A company that sold license plate scanning cameras to East Hampton Village that the village used in the early weeks of its new digital parking controls program is suing the village for non-payment after the village backed out of the contract in favor of a different company.
The company, Tannery Creek Systems, won a bid in August 2020 to provide vehicle-mounted scanners that would use car license plate numbers to track how long a vehicle had been parked in a given spot and assess parking fees to the owner. The contract was for $69,800 for the small SUV outfitted with several scanners.
The village had touted the new system as far more efficient than the traditional labor-intensive method of traffic control officers on foot chalking tires — an approach that had recently been challenged in court as unconstitutional. The village said that the single scanner-mounted vehicle would be able to check every parking spot in the village business district and all the beaches every hour and automatically charge the owners appropriate parking fees or issue tickets for overstaying time limits.

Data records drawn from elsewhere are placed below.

PR #715, opened 2024-03-27
Add build config settings to core

earonesty:
The build() function takes optional config-settings which can be useful for building gpu-specific packages, editable-mode settings for setuptools, or other build-tool specific configurations.   If used, should resolve a number of issues.   For example: https://github.com/python-poetry/poetry/issues/8909

(Sorry for the million commits, im editing this in a browser.)

See: https://build.pypa.io/en/stable/api.html.   Typing matches that.

If there's no objections, will finish adding tests, etc.

### DIFF
--- a/src/poetry/core/factory.py
+++ b/src/poetry/core/factory.py
@@ -280,7 +280,7 @@ class Factory:
                     groups=groups,
                     optional=optional,
                     develop=constraint.get("develop", False),
-                    config_settings=constraint.get("config_settings", {}),
+                    config_settings=constraint.get("config-settings", {}),
                     extras=constraint.get("extras", []),
                 )
             elif "file" in constraint:
@@ -323,7 +323,7 @@ class Factory:
                         optional=optional,
                         base=root_dir,
                         develop=constraint.get("develop", False),
-                        config_settings=constraint.get("config_settings", {}),
+                        config_settings=constraint.get("config-settings", {}),
                         extras=constraint.get("extras", []),
                     )
             elif "url" in constraint:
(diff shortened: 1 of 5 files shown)


radoering:
> If there's no objections, will finish adding tests, etc.

I think, we are open for this setting. Please also create a downstream (draft) PR that shows the usage of this setting. (You can replace the poetry-core dependency with a git dependency pointing to your branch in a temporary commit that will be dropped before merging.)

radoering (changes requested):
I suppose, this setting is relevant for all types of dependencies because it's not just relevant for directories but also for sdists?

earonesty:
Yes.

igor-sadchenko:
Hello @earonesty 
Any updates here?
Maybe do you need help with this PR?

earonesty:
I never finished the other side of it.  This PR is complete from what I can
tell

abn:
@earonesty apologies for getting to this sooner. Really appreciate your effort in getting this proposed. I have proposed python-poetry/poetry#10129 which will close this out unfortunately.

While I can see the value add in having this configurable in the dependency spec, I do not think this is the appropriate solution for this as things stand. By the nature of these config settings, they are not universal in most cases. A configuration that works for a user on linux machine might not work for someone on an osx machine (or vice-versa) etc. 

This is why python-poetry/poetry#10129 proposes the introduction of a configuration setting instead of an addition to the `pyproject.toml` file. 

Yes, there are some cases where it might make sense to have a "default" config for every developer (think corporate environment with uniform developer environments). For these cases, I propose that users simply commit a `poetry.toml` with the config to their project until we stablise the config and maybe propose a "standard" way to provide project specific configuration without compromising the ability for users to override their local and/or project local config.

Please also let me know if there are areas that the proposal falls short on for your original use case.

Once again, thank you for your contributions.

But after only a couple months of service, the village decided it was dissatisfied with Tannery Creek Systems equipment — the appearance of the vehicle in particular — and turned to a new company.
“We switched to a system that is, I guess you’d say, less obtrusive,” Mayor Jerry Larsen said this week. “That vehicle looked like a monster. We used that equipment for less than three months and weren’t happy with it, so we asked to return it. They won’t let us return it and now they want full payment for it.”

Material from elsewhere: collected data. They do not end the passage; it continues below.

PR #716, opened 2024-03-28
Migrate anonymous Mapping[str, Any] to TypedDicts where their content is fully defined.

dylan-robins:
When developing a plugin for Poetry, I found that despite the "include", "exclude" and "package" mapping content being fully defined in the documentation, no type hints were available to help me. Therefore I propose this minor change. It has no impact on current functionality, however with this IDEs like PyCharm and VSCode are aware of the structure of these dicts.

- [ ] Added **tests** for changed code. **NOT APPLICABLE**
- [ ] Updated **documentation** for changed code. **NOT APPLICABLE** (I think)

**Other similar changes may be useful elsewhere in the code**. I'll continue to explore the codebase and see what I can do.

### DIFF
--- a/src/poetry/core/packages/project_package.py
+++ b/src/poetry/core/packages/project_package.py
@@ -2,7 +2,7 @@ from __future__ import annotations
 
 import warnings
 
-from typing import TYPE_CHECKING
+from typing import TYPE_CHECKING, Literal, TypedDict
 from typing import Any
 from typing import Mapping
 from typing import Sequence
@@ -17,6 +17,18 @@ if TYPE_CHECKING:
 
 from poetry.core.packages.package import Package
 from poetry.core.packages.utils.utils import create_nested_marker
+
+SupportedPackageFormats = Literal["sdist", "wheel"]
+
+class PackageSpec(TypedDict):
+    include: str
+    to: str
+    format: list[SupportedPackageFormats]
+
+
+class IncludeSpec(TypedDict):
+    path: str
+    format: list[SupportedPackageFormats]
 
 
 class ProjectPackage(Package):
@@ -40,9 +52,9 @@ class ProjectPackage(Package):
         # (For performance reasons, clone only creates a copy instead of a deep copy).
 
         self.build_config: Mapping[str, Any] = {}
-        self.packages: Sequence[Mapping[str, Any]] = []
-        self.include: Sequence[Mapping[str, Any]] = []
-        self.exclude: Sequence[Mapping[str, Any]] = []
+        self.packages: Sequence[PackageSpec] = []
+        self.include: Sequence[IncludeSpec] = []
+        self.exclude: Sequence[IncludeSpec] = []
         self.custom_urls: Mapping[str, str] = {}
 
         if self._python_versions == "*":
--- a/src/poetry/core/packages/project_package.py
+++ b/src/poetry/core/packages/project_package.py
@@ -18,7 +18,12 @@ if TYPE_CHECKING:
 from poetry.core.packages.package import Package
 from poetry.core.packages.utils.utils import create_nested_marker
 
+
 SupportedPackageFormats = Literal["sdist", "wheel"]
+
+
+BuildConfigSpec = TypedDict("BuildConfigSpec", {"script": str, "generate-setup-file": bool})
+
 
 class PackageSpec(TypedDict):
     include: str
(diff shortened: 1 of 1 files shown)


dylan-robins:
I do not know why the integration tests are failing, I've added typing_extensions as a dependency to the main pyproject.toml however the integration tests still indicate the following:

```
  File "/home/robinsdy/poetry-core/src/poetry/core/masonry/api.py", line 12, in <module>
    from poetry.core.factory import Factory
  File "/home/robinsdy/poetry-core/src/poetry/core/factory.py", line 15, in <module>
    from poetry.core.packages.project_package import BuildConfigSpec
  File "/home/robinsdy/poetry-core/src/poetry/core/packages/project_package.py", line 11, in <module>
    from typing_extensions import NotRequired
ModuleNotFoundError: No module named 'typing_extensions'
```

I am not entirely sure what this is, I'll look further into how your tests are constructed tomorrow but if anyone else wants to sort this out that'd be great :)

radoering:
In general, our stance is that `poetry-core` (as a build backend) should not have any dependencies. Since `typing-extensions` is a small package we might think about vendoring it. However, I'm not sure if it's worth it and would like to hear more opinions.

@dimbleby Since you are familiar with vendoring and contributing many typing improvements, I'd appreciate your opinion.

dimbleby:
In https://github.com/python-poetry/poetry/pull/9251 we have established that so long as all imports of type-extensions can be moved behind `if TYPE_CHECKING:`, it is not actually necessary to have type-extensions installed in the environment - and therefore not necessary to depend on it.

Over in poetry I have objected to this approach: it feels fragile and non-obvious and who cares about another dependency anyway?

Over here it still feels fragile and non-obvious - but the case for wanting to avoid the dependency is stronger.  

So that is an option.

dylan-robins:
Ah I see, thanks for the info @dimbleby. I also don't like this approach, but I do see the reasoning behind it.

Another side-effect of this that I don't like is that I've had to add `if TYPE_CHECKING`-guarded casts inside `poetry.core.factory.Factory.configure_package`:

https://github.com/python-poetry/poetry-core/blob/c47aad19d42793ccc7bb466790936230f115c635/src/poetry/core/factory.py#L202C1-L210C41

I don't like this at all, like you said it seems non-obvious and *very* fragile. Any ideas for how to make mypy happy without having this ugliness in the code?

dimbleby:
Iirc you can cast to the string `"Foo"` rather than the type `Foo`

src/poetry/core/factory.py
```diff
@@ -197,9 +200,11 @@ def configure_package(
 
         if "build" in config:
             build = config["build"]
+            if not build:
+                build = {}
```
radoering, line 204:
```suggestion
            build = config.get("build", {})
```
?

src/poetry/core/masonry/builders/builder.py
```diff
@@ -66,7 +66,7 @@ def _module(self) -> Module:
                 formats = [formats]
 
             if (
-                formats
+                len(formats) > 0
```
radoering, line 69: Does that make a difference? Isn't the former more Pythonic?

src/poetry/core/packages/project_package.py
```diff
@@ -3,20 +3,38 @@
...
+    )
+
+    class PackageSpec(TypedDict):
+        include: str
+        to: str
+        format: list[SupportedPackageFormats]
+
+    class IncludeSpec(TypedDict):
+        path: str
+        format: list[SupportedPackageFormats]
```
radoering, line 37: Since these were `Mappings` before and thus immutable for a reason (see comment in `ProjectPackage.__init__`), we probably should declare all attributes as [ReadOnly](https://typing.readthedocs.io/en/latest/spec/typeddict.html#typing-readonly-type-qualifier).

src/poetry/core/packages/project_package.py
```diff
@@ -3,20 +3,38 @@
...
+
+    BuildConfigSpec = TypedDict(
+        "BuildConfigSpec",
+        {"script": NotRequired[str], "generate-setup-file": NotRequired[bool]},
+    )
+
+    class PackageSpec(TypedDict):
+        include: str
+        to: str
+        format: list[SupportedPackageFormats]
```
radoering, line 33: Should probably be a `Sequence`.

src/poetry/core/packages/project_package.py
radoering, line 37: Should probably be a `Sequence`.

radoering (changes requested):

In the lawsuit, filed last month in state court, Tannery Creek Systems claims the village still owes $48,860 toward the purchase of the parking monitoring equipment and demanded $100,000 in damages.
The company said that village officials had seen the equipment and the patrol vehicle prior to agreeing to the purchase.

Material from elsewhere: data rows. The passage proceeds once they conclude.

PR #724, opened 2024-04-26
Project tidying

dimbleby:
bits and pieces of tidying in pyproject.toml and dependencies

- make ruff configuration consistent with the main project
- make mypy configuration consistent with the main project
- ~remove unused fixtures, and unused dependency `virtualenv` (though it shows up via `pre-commit` anyway)~


dimbleby:
apparently I forgot `pytest --integration`, so `virtualenv` and the fixtures had better go back

dimbleby:
guessing the pipeline failure is because github have changed something about the environment that they are providing for macos, and the CI cache does not spot the difference

Secrus (approved):

Secrus (approved):

PR #734, opened 2024-05-22
Add error message specifying that we can't parse pyproject.toml

mscheifer:
Resolves: python-poetry#9394 (Mostly)

## Problem

Poetry gives confusing error messages when there is a parse error in the pyproject.toml file.

For example:
```toml
[tool.poetry]
name = "test-project"
version = "0.0.1"
description = ""
authors = []

[tool.poetry.dependencies]
python = "~3.11"
numpy = "^1.26.3"
numpy = "^1.26.3" # <-- Duplicate specification

[build-system]
requires = ["poetry-core>=1.0.0"]
build-backend = "poetry.core.masonry.api"
```
```
$ poetry run ruff check

Cannot overwrite a value (at line 10, column 18)
```
The error is confusing because it's unclear that this error relates to parsing the pyproject.toml file. For `poetry run` specifically it's also unclear if the error is coming from poetry or the command you are running.

## Change

With this change instead we will see.
```
$ poetry run ruff check

poetry cannot parse /home/matthew/code/poetry/pyproject.toml
```

And you can see the actual error with -v
```
$ poetry run -v ruff check
  TOMLDecodeError

  Cannot overwrite a value (at line 10, column 18)

  at ~/.cache/pypoetry/virtualenvs/poetry-z8mHJNjZ-py3.10/lib/python3.10/site-packages/tomli/_parser.py:349 in key_value_rule
      345│         nest = out.data.get_or_create_nest(abs_key_parent)
      346│     except KeyError:
      347│         raise suffixed_err(src, pos, "Cannot overwrite a value") from None
      348│     if key_stem in nest:
    → 349│         raise suffixed_err(src, pos, "Cannot overwrite a value")
      350│     # Mark inline table and array namespaces recursively immutable
      351│     if isinstance(value, (dict, list)):
      352│         out.flags.set(header + key, Flags.FROZEN, recursive=True)
      353│     nest[key_stem] = value

The following error occurred when trying to handle this error:


  PyProjectException

  poetry cannot parse /home/matthew/code/poetry/pyproject.toml

  at ~/.cache/pypoetry/virtualenvs/poetry-z8mHJNjZ-py3.10/lib/python3.10/site-packages/poetry/core/pyproject/toml.py:37 in data
       33│                         self._data = tomllib.load(f)
       34│                 except tomllib.TOMLDecodeError as e:
       35│                     from poetry.core.pyproject.exceptions import PyProjectException
       36│ 
    →  37│                     raise PyProjectException(
       38│                         f"poetry cannot parse {self._path.as_posix()}"
       39│                     ) from e
       40│ 
       41│         return self._data
```

## Open questions
Should we try to include the toml parse error at 0 verbosity somehow? Or alternatively, we could explicitly say "re-run with -v" in the message.

Please let me know if anything should be changed to fit the project code standards.


src/poetry/core/pyproject/toml.py
```diff
@@ -28,8 +28,15 @@ def data(self) -> dict[str, Any]:
...
-                with self.path.open("rb") as f:
-                    self._data = tomllib.load(f)
+                try:
+                    with self.path.open("rb") as f:
+                        self._data = tomllib.load(f)
+                except tomllib.TOMLDecodeError as e:
+                    from poetry.core.pyproject.exceptions import PyProjectException
+
+                    raise PyProjectException(
+                        f"poetry cannot parse {self._path.as_posix()}"
```
radoering, line 38: I do not like the wording. Mentioning "poetry" does not give any useful information (and strictly speaking it is not completely correct because we are in `poetry-core`, which can be used as a standalone build backend).

I'd propose either just `"Could not parse ..."`, which is used in other places or maybe better `"... is not a valid TOML file"` or similar so that it is clear that not just Poetry could not parse the toml file but it is just invalid in general.

> Should we try to include the toml parse error at 0 verbosity somehow?

I think so, for example `"... is not a valid TOML file: {e}"`

radoering (changes requested):

src/poetry/core/pyproject/toml.py
luckydonald: Yes, it does. Doing `poetry run python big_project.py`  it's very helpful to know it's not that complex 1000 files web app, but instead the package manager failing.

luckydonald:
I think the `(at line 10, column 18)`  part is equally helpful.

I'd even go as far as to suggest the most likely cause, and how to fix it, maybe similar to:

``` poetry-core cannot parse toml file at '/home/luckydonald/code/poetry/pyproject.toml'.
  Error: Cannot overwrite a value (at line 10, column 18)
This is often caused by a duplicate entry.
```

radoering:
> This give everyone a clear cause to look out for.
> Yes, that might "break" if the text changes, but if it does, it's will be just as cryptic as before, nothing lost.

That's ok with me.

src/poetry/core/pyproject/toml.py
mscheifer: >I think so, for example "... is not a valid TOML file: {e}"

Ahh cool, that's pretty elegant.

I do think there's value in mentioning that `poetry` (or `poetry-core`) is what has encountered the error, because of the case @luckydonald mentioned. You won't necessarily know which tool to pass `-v` too. (`poetry run -v python big_project.py` vs `poetry run python big_project.py -v`) But if if all the information to see what the problem is is there are 0 verbosity then this is less of a big deal.

Here's an example of another error message that mentions poetry: https://github.com/python-poetry/poetry-core/blob/94f933f50ade83cb7f13a2c521477aa4b8a0b1ee/src/poetry/core/factory.py#L494

mscheifer:
> Couldn't find a good way to check for that duplication from the exception alone. I'd just do
> 
> ```python
> if e.msg = 'Cannot overwrite a value':
>   txt += "\nThis is often caused by a duplicate entry."
> ```

Done. Getting the message out of a `ValueError` (which `TOMLDecodeError` is a thin subclass of) is a bit less clean though. You have to do `args[0]` as far as I can tell.

> This give everyone a clear cause to look out for. Yes, that might "break" if the text changes, but if it does, it's will be just as cryptic as before, nothing lost.

The unit test would also fail, so it would be caught and updated eventually.

src/poetry/core/pyproject/toml.py
```diff
@@ -28,8 +28,18 @@ def data(self) -> dict[str, Any]:
...
             else:
-                with self.path.open("rb") as f:
-                    self._data = tomllib.load(f)
+                try:
+                    with self.path.open("rb") as f:
+                        self._data = tomllib.load(f)
+                except tomllib.TOMLDecodeError as e:
+                    from poetry.core.pyproject.exceptions import PyProjectException
+
+                    msg = f"{self._path.as_posix()} is not a valid TOML file. {e}"
```
radoering, line 37:
```suggestion
                    msg = (
                        f"{self._path.as_posix()} is not a valid TOML file.\n"
                        f"{e.__class__.__name__}: {e}"
                    )
```

I think, I'd even print the name of the exception.

src/poetry/core/pyproject/toml.py
```diff
@@ -28,8 +28,18 @@ def data(self) -> dict[str, Any]:
...
+
+                    if e.args[0].startswith("Cannot overwrite a value"):
+                        msg += "\nThis is often caused by a duplicate entry"
```
radoering, line 40:
```suggestion
                    if str(e).startswith("Cannot overwrite a value"):
                        msg += "\nThis is often caused by a duplicate entry."
```

`str` should be more robust. It is unlikely but `args` could be empty.

radoering (changes requested):

tests/pyproject/test_pyproject_toml.py
```diff
@@ -72,3 +72,20 @@ def test_pyproject_toml_non_existent(pyproject_toml: Path) -> None:
...
+        / "fixtures"
+        / "project_duplicate_dependency"
+        / "pyproject.toml"
+    )
+
+    with pytest.raises(PyProjectException) as excval:
+        _ = PyProjectTOML(pyproject_toml).build_system
+
+    assert (
+        f"{pyproject_toml.as_posix()} is not a valid TOML file. Cannot overwrite a value (at line 7, column 16)\nThis is often caused by a duplicate entry"
```
mscheifer, line 89:
```suggestion
        f"{pyproject_toml.as_posix()} is not a valid TOML file\nTOMLDecodeError: Cannot overwrite a value (at line 7, column 16)\nThis is often caused by a duplicate entry"
```

tests/pyproject/test_pyproject_toml.py
```diff
@@ -72,3 +72,20 @@ def test_pyproject_toml_non_existent(pyproject_toml: Path) -> None:
...
+        / "pyproject.toml"
+    )
+
+    with pytest.raises(PyProjectException) as excval:
+        _ = PyProjectTOML(pyproject_toml).build_system
+
+    assert (
+        f"{pyproject_toml.as_posix()} is not a valid TOML file.\nTOMLDecodeError: Cannot overwrite a value (at line 7, column 16)\nThis is often caused by a duplicate entry"
+        in str(excval.value)
+    )
```
radoering, line 91:
```suggestion
    assert (
        f"{pyproject_toml.as_posix()} is not a valid TOML file.\n"
        "TOMLDecodeError: Cannot overwrite a value (at line 7, column 16)\n"
        "This is often caused by a duplicate entry"
    ) in str(excval.value)
```

radoering (approved):

maitreyakv:
Thanks for this @mscheifer!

“The village utilized the equipment for two months,” Tannery Creek’s attorneys state in legal documents. “On December 30, 2020, Captain [Anthony] Long wrote to Tannery Creek as follows: ‘We have been using the [Tannery Creek Equipment] for the last two days. Working well!’”
The Village Board last week agreed to a contract with the village’s longtime historic preservation consultant, Bob Hefner, for up to $20,000 of his services for the 2021-22 fiscal year — eliminating what had been a full-time position in the village for decades.
Mr. Hefner has been the village’s historic services director for more than 40 years, leading the historic preservation and renovations and helping craft numerous codes and preservation programs that sought to protect other historic structures throughout the village and town.
“Bob has done a great job for the village over the years and with all the museums,” Mayor Larsen said on Thursday. “But the last real project we have is the Dominy Shop and he will continue to work with us on that, it will just be on an as-needed basis. We don’t really have a need for a full-time position any more.”
Mr. Hefner’s position as historic services director paid him $105,146 base salary in 2020-21 and $145,446 in total compensation.
Mr. Hefner did not respond to a call requesting comment.
Mr. Larsen said that Mr. Hefner will be officially retiring from the post and will be re-hired as an independent contractor. The new arrangement was approved unanimously by the Village Board.